PR #918, opened 2016-11-16
Fixing disabled shortcuts

marc22alain:
This pull request fixes the bug about the lack of yellow highlighting for the JointJS diagram when a user clicks on its background.
It also addresses the bug about disabled shortcuts when the JointJS diagram is active, or when any diagram is active and no element has focus.

Here is the list shortcuts that have been enabled when no element has focus:
diagram selections:
- ctrl-e
- ctrl-j
- ctrl-g
- ctrl-s
- ctrl-l

view selections:
- ctrl-t, ctrl-alt-shift-t
- ctrl-d
- ctrl-n, ctrl-alt-n

diagram entity selections:
- ctrl-a
- ctrl-m
- ctrl-r
- ctrl-i
- ctrl-k

The following shortcuts have been left unchanged:
class object moves:
- up, shift-up
- down, shift-down
- left, shift-left
- right, shift-right

diagram entity additions:
- g
- a
- c

### DIFF
--- a/umpleonline/scripts/umple_action.js
+++ b/umpleonline/scripts/umple_action.js
@@ -1591,7 +1591,6 @@ Action.updateUmpleDiagramCallback = function(response)
       }
     }
     else if(Page.useJointJSClassDiagram) {
-      console.log(diagramCode);
       var model = JSON.parse(diagramCode);
 
       var umpleCanvas = jQuery("#umpleCanvas");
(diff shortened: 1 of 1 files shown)


umpleonline/scripts/umple_action.js
```diff
@@ -2039,109 +2041,70 @@ Mousetrap.bind(['shift+right'], function(e){
 
 //Functions for changing diagram view - change consistently in umple_page.js
 Mousetrap.bind(['ctrl+e'], function(e){
-  if(jQuery('.focus').length != 0)
```
Nava2, line 2042: What was the point of this before? Just curious.

TimLethbridge: Good question. This needs a thorough manual test. I suspect there might be something working differently. I will do the manual test, but it may be a day or two.

TimLethbridge:
PR seems to work ok in my manual testing so will merge and promote to umpleonline/test

PR #927, opened 2016-12-06
Adding the ability to make state machine diagrams

marc22alain:

## Description

This PR extends the work that implements the JointJS diagramming library, and now enables the display of state machine diagrams.

Scope of work includes:
- a new code generator that produces a JSON description of the project classes and their nested state machines; its new language name is "JsonMixed"
- complier.php is revised to be able to recognize this new language option and make the correct call to umplesync.jar
- umple_action.js is also revised to recognize the new language option and initiate the correct diagram
- a new plug-in to the JointJS library is created to display a more UML standard-compliant state machine diagram: joint.shapes.uml-state-machine.js
- the ability parse this new data and instantiate the diagram is added to jjs_parse.js
- the JS library dependencies are updated to enable auto-layout of the state machine diagram

 Functions that are working:
- the class diagram now shows little red icons in those classes which have state machines; clicking on this icon will trigger the display of that class's state machine
- the state machine diagram includes a 'back' button, that then redraws the class diagram

Unimplemented functions, issues, and bugs:
- the generator does not yet parse 'do' actions
- the generator does not yet parse event parameters
- the 'Show View' selector for Actions does not hide actions
- the diagram parser is not set up to instantiate multiple top-level state machines in a single class
- some transition code is extremely long and all of it is being displayed, so need to provide the user with the means to show/hide it 
- clicking on some parts of a transition will cause it to be deleted; the UI does provides no warning of this result
- pseudo-start states of nested machines are not getting included within their parents' boundaries
- the diagramming code is not yet able to reliably render systems that have more than one level of nesting
- the 'Final' state has not been modified to be able to show actions ('entry' and 'do')
- application of the joint.css rules is not working properly
- states encapsulated within a parent are not separately movable
- transitions with additional vertices are not moving with their parents
- the auto-layout is packing all elements too closely together 

I may be confused about internal transitions vs self-transitions, so may have incorrectly implemented these as internal transitions.

Finally, this PR also includes earlier fixes such as:
- fixing a constant zoom level on the initial display
- adjusting the class colour


vahdat-ab:
@TimLethbridge  I just merge this one and I think it's good to make it available on the test site so we can test and document bugs.

vahdat-ab:
I'll do it when the current build of the previous merge is done

Issue #831, opened 2016-05-18
Intermittent build failures due to timing issues in cruise.statemachine.test.DoActivityTest


opeyemiAdesina:
My effort to commit little changes to the server is unsuccessful. The following is an excerpt from the log. Hope this can  help fix the issue. On my machine, nothing fails but building via travis is always failing.    

```
[junit] Running cruise.statemachine.test.DoActivityTest
[junit] Tests run: 8, Failures: 0, Errors: 1, Time elapsed: 36.854 sec
```

BUILD FAILED
/home/travis/build/umple/umple/build/build.testbed.xml:144: The following error occurred while executing this line:
/home/travis/build/umple/umple/build/build.testbed.xml:158: Tests failed

See also #591 that may be related or may have a suggested solution

TimLethbridge:
have you opened the QA page? It should tell you more. I have seen this test randomly fail in the past, however. WHen you say 'always failing', have you tried rerunning it? How about creating a pull request

TimLethbridge:
I just ran Travis again ... it passed fine now. This is an intermittent (relatively rare). I already ignored a couple of similar cases See #757

TimLethbridge:
This will be challenging to fix given that it seems to occur rarely, but more commonly when the CPU is heavily loaded. Try to load down your machine to reproduce.

TimLethbridge:
This is happening about 1/6 of the time on travis. If somebody wants to try analysing it or maybe running it 100 times with some kind of logging to see if we can detect the cause, it would be helpful.

TimLethbridge:
This issue is happening less often now. And it doesn't affect end-users, so I an downloading its priority a bit

TimLethbridge:
This issue is still a problem

TimLethbridge:
Fixed (we hope) by #2417

Issue #766, opened 2016-03-09
inconsistency of calling of exit and entry in state machine self transitions


vahdat-ab:
In the generated code for Umple state machines, `exit` and `entry` parts of states are dealt in different ways. We know that cyclic transitions can be `internal` or `external`. As long as I know, Umple consider the cyclic transitions as an `external` one. Therefore, it must run `entry` and `exit` parts for every cyclic transiton. However, In the generated code, we can see the `entry` part is executed, but the `exit` part doesn't. Let's have a look at an example:

```
class A{
  boolean result = false;
  sm{
    created{
      exit /{execute_exit_code();}
      entry /{execute_entry_code();}
      init [b==false] -> created;
      init [b==true] -> initialized;
    }
    initialized{
      getback ->created;
    }
  } 
}
```

in the generated code, we have the following code for the event `init`:

```
  public boolean init()
  {
    boolean wasEventProcessed = false;

    Sm aSm = sm;
    switch (aSm)
    {
      case created:
        if (b.equals(false))
        {
          setSm(Sm.created);
          wasEventProcessed = true;
          break;
        }
        if (b.equals(true))
        {
          exitSm();
          setSm(Sm.initialized);
          wasEventProcessed = true;
          break;
        }
        break;
      default:
        // Other states do respond to this event
    }

    return wasEventProcessed;
  }
```

As we can see, the method `exitSm()` is not executed for the cyclic case. However, the method `execute_entry_code()` is executed always through the method `setSm`

```
  private void setSm(Sm aSm)
  {
    sm = aSm;

    // entry actions and do activities
    switch(sm)
    {
      case created:
        // line 7 "model.ump"
        execute_entry_code();
        break;
    }
  }
```

tlaport4:
There's logic to ignore the exit action when it's a self transition. When this logic is removed, many tests fail. Should I be updating the tests to pass in this situation?

Should both the entry and exit code be executed for self transitions? In this example, it would look like this:

```
  public boolean init()
  {
    boolean wasEventProcessed = false;

    Sm aSm = sm;
    switch (aSm)
    {
      case created:
        if (b.equals(false))
        {
          exitSm();
          setSm(Sm.created);
          wasEventProcessed = true;
          break;
        }
        if (b.equals(true))
        {
          exitSm();
          setSm(Sm.initialized);
          wasEventProcessed = true;
          break;
        }
        break;
      default:
        // Other states do respond to this event
    }

    return wasEventProcessed;
  }
```

[...]

PR #932, opened 2016-12-15
Fixes issue 766

tlaport4:

## Description

Issue 766 - added logic to make exit actions be called even on self transitions

## Tests

Testbed - added the test ExitActionSelfTransition. It executes the state machine state self transition and verifies that the exit action was executed.

StateMachineTest 
- updated the entryExitActionDuplicates test to have the exit action for the state machine's self transition
- created the test exitActioNSelfTransition - verifies that an umple class that has an exit action and state self transition creates the correct code


tlaport4:
Can this check be rerun? It looks like it's failing because of this issue: https://github.com/umple/umple/issues/831

TimLethbridge:
Ignore the appveyor failed msg. Seems to be fine when I look at appveyor

vahdat-ab:
check my comments in the issue #766

PR #938, opened 2016-12-20
Issue760

tlaport4:

## Description

Now there is logic to check if guards are equivalent or not. It will do most basic comparison between the guards. For example, two guards like [(x + y) < z] and [z >= (y+x)] would be confirmed as equivalent. However, some equivalent guards will not be deems equivalent. For example: [(2+5) > 5] and [7 > 5] would not be resolved. Also correctly applies negation and deals with parenthesis. For example, [ ((a > b) || (variable && (!(b >= a) && (c < b))))] and [ (((!(b >= c) && (b >= a)) && variable) || (a > b))] would be equivalent. For more examples, refer to the test equivalentGuards.ump 

If the events are the same and the guards are equivalent, the transition will be ignored and a warning will be displayed.

## Tests

Added test equivalentGuards to StateMachineTest.java. Has multiple guards with many equivalent guards that get ignored. Each "group" of transitions in the file are equivalent guards, and only one from each gets through.

**Note:** This template is a guide, remove sections as applicable.


tlaport4:
The failure is that DoActivityTest again

PR #942, opened 2016-12-31
Ensuring latest php is used

TimLethbridge:
Appveyor was failing as it was getting an older php


TimLethbridge:
Updating appveyor version of php

PR #955, opened 2017-01-17
Fix Traffic Lights B UmpleOnline Example

### LINKED ISSUE #593: State machines with capitalized names fail when referenced within other state machines
Originally reported on Google Code with ID 695

---

1. Try the following umple code with two state machines - sm and Other:

``` java
class A 
{
  sm 
  {
    s1 
    {
      entry / {Other = Other.os2;}
    }
  }

  Other
  {
    os1
    {

    }
    os2
    {

    }
  }
}
```

```
Notice that entry into s1 of sm causes other to move into state os2.
```
1. Generate Java code for this Umple model.
2. Compile the Java code.

The Java compilation fails, with the following error:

====================

WORK INSTRUCTIONS:
Within the listing above, how many lines hold the string "generated"? Answer with the number only.

SOLVED PROBLEM:
2